Shell Knob native active in Coast Guard Auxiliary

Wednesday, July 9, 2014
Phil Bailey, left, and Penny Bailey take in the view from Cooper Mountain, the highest point on the Century Farm in Shell Knob partially owned by the couple. Penny Bailey is a native of Shell Knob, and she and her husband stay active in the area with the Coast Guard Auxiliary. Kyle Troutman

Partial owner of Century Farm shares love of water, history

To say Penny Bailey loves the water would be an understatement.

Bailey, a native of Shell Knob, is a public affairs officer with the Coast Guard Auxiliary in her hometown, and after spending many years away from Shell Knob, she's enjoying living back near her roots and helping to keep people safe on Table Rock Lake.

Bailey was born in Cassville and lived in Shell Knob until the age of 18, when she moved to Kansas City, Mo., where her older brother and sister lived.

She worked at a number of businesses, from baking to food service, but Bailey's love of water eventually took her in a different direction.

After meeting her husband, Phil, while moonlighting at Denney's in Kansas City, the two traveled the county sailing, hoping to eventually live on a sail boat.

"We couldn't find a boat we could agree on," she said. "We found one in California and were going to go to Washington state, but the situation was nothing like what we were told it would be, so we put our tails between our legs and moved back to Missouri. It was nice to be back with my family and near my roots, and I've always had a love of Barry County."

It was not long after moving home that Bailey found a way to stay on the water, as Phil saw an ad in the newspaper calling on people to join the Coast Guard Auxiliary.

"We rebuilt our house and then Phil saw an ad in the paper and said we were going to join," she said. "We both love the water and love to volunteer. I'd almost say we're professional volunteers."

It was not long after joining that Bailey worked her way up to training public affairs officers for the National Coast Guard Auxiliary, leading to even more travel for the couple.

"I would do three-day courses for the public affairs officers in places like California, Baltimore, Md., Miami and Cape Cod, Mass.," she said. "The National Auxiliary then picked Phil up because they saw all he could do."

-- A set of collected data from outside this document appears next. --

Issue #3547, opened 2025-03-26
Allow to turn off the ContentPolicyValueInjector


joerghoh:
Whenever the bundle is active, the ContentPolicyValueInjector is active; and under circumstances it is possible, that this injector is tried, even if it's never planned to be active.
And if the injection is tried, the creation of the ContentPolicy can be an expensive operation; which is is a waste of time, if the injection of a ContentPolicy was never intended or planned.

For that reason it must be possible to turn of the injector. Would have been better if this would have been the default since the beginning, but here we are :-|

kwin:
How is that injector different from all others in https://github.com/Adobe-Consulting-Services/acs-aem-commons/tree/master/bundle/src/main/java/com/adobe/acs/commons/models/injectors/impl. Currently all of them by active by default...

joerghoh:
This injector is not different in any way. It's just that it can be very expensive to try it out for no result.

PR #3549, opened 2025-03-27
#3457 allow disabling the ContentPolicyValueInjector

joerghoh:
by default it should be enabled (not to break b/w compatibility), fixing #3547

### DIFF
--- a/bundle/pom.xml
+++ b/bundle/pom.xml
@@ -562,6 +562,12 @@
         </dependency>
         <dependency>
             <groupId>org.mockito</groupId>
+            <artifactId>mockito-inline</artifactId>
+            <scope>test</scope>
+            <version>5.2.0</version>
+        </dependency>
+        <dependency>
+            <groupId>org.mockito</groupId>
             <artifactId>mockito-junit-jupiter</artifactId>
             <scope>test</scope>
         </dependency>
--- a/bundle/src/main/java/com/adobe/acs/commons/models/injectors/impl/ContentPolicyValueInjector.java
+++ b/bundle/src/main/java/com/adobe/acs/commons/models/injectors/impl/ContentPolicyValueInjector.java
@@ -62,7 +62,7 @@ public class ContentPolicyValueInjector  implements Injector {
     Configuration config;
 
     @Activate
-    public void activate (Configuration c) {
+    public void activate(Configuration c) {
         this.config = c;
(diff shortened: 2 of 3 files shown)


niekraaijmakers (approved):
LGTM. why not?

bundle/src/main/java/com/adobe/acs/commons/models/injectors/impl/ContentPolicyValueInjector.java
```diff
@@ -61,15 +77,25 @@ public String getName() {
...
-
         return null;
     }
 
 
+    @ObjectClassDefinition(name="ACS AEM Commons ContentPolicyValueInjector")
+    public @interface Configuration {
+
+        @AttributeDefinition(name="enabled")
+        public boolean enabled() default true;
```
kwin, line 97: Even with the risk of breaking existing consumers I would switch to false (i.e. opt in) like for all other ACS AEM commons features and just mention this in the release notes

kwin:
What about all other injectors?

bundle/pom.xml
```diff
@@ -560,6 +560,12 @@
             <artifactId>mockito-core</artifactId>
             <scope>test</scope>
         </dependency>
+        <dependency>
+            <groupId>org.mockito</groupId>
+            <artifactId>mockito-inline</artifactId>
```
kwin, line 565: https://stackoverflow.com/a/76095346

bundle/src/main/java/com/adobe/acs/commons/models/injectors/impl/ContentPolicyValueInjector.java
joerghoh: @kwin +1

@niekraaijmakers as you have added this injector a year ago, do you have any insights into its usage?

joerghoh:
> What about all other injectors?

I have not seen them yet as problematic wrt to performance; but when we are at it, we should not only disable one Injector by default, but rather all of them.

niekraaijmakers:
I don't think many customers use this yet. I'd say it's fine to disable it. Regarding other injectors, I think that might be a bad idea.

kwin:
Maybe that was not clear enough: https://github.com/Adobe-Consulting-Services/acs-aem-commons/pull/3549#discussion_r2018856978.

Build fails on Java 21 with this. @joerghoh Can you try to come up with an alternative approach for testing which works with Java 21?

After doing so much traveling, the Baileys came home and began doing more work on Table Rock Lake.

"We used to go out every weekend and on holidays on Table Rock Lake," Bailey said. "We take the cruiser out on patrol some days and personal watercraft on other days."

Bailey said over the 11 years as an Auxiliary member, she has seen some interesting things on Table Rock Lake.

"Last year, there was a boat on fire and Phil had to used his personal watercraft to tow it to shore so the fire department could put it out," she said. "We were on patrol on Fourth of July weekend once, and saw two people on a personal watercraft, and after a bit, that turned into just one person. There was a guy in a life jacket in the water, and when we asked him what he was doing, he said he just wanted to go for a swim.

"About 45 minutes later, we saw a different person drive the same boat back up, and it turned out the guy's girlfriend had kicked him off the boat."

Whether on patrol or teaching free boating safety courses, the Baileys have made their mark in Shell Knob, boasting the best flotilla in a 16-state district for the past two years.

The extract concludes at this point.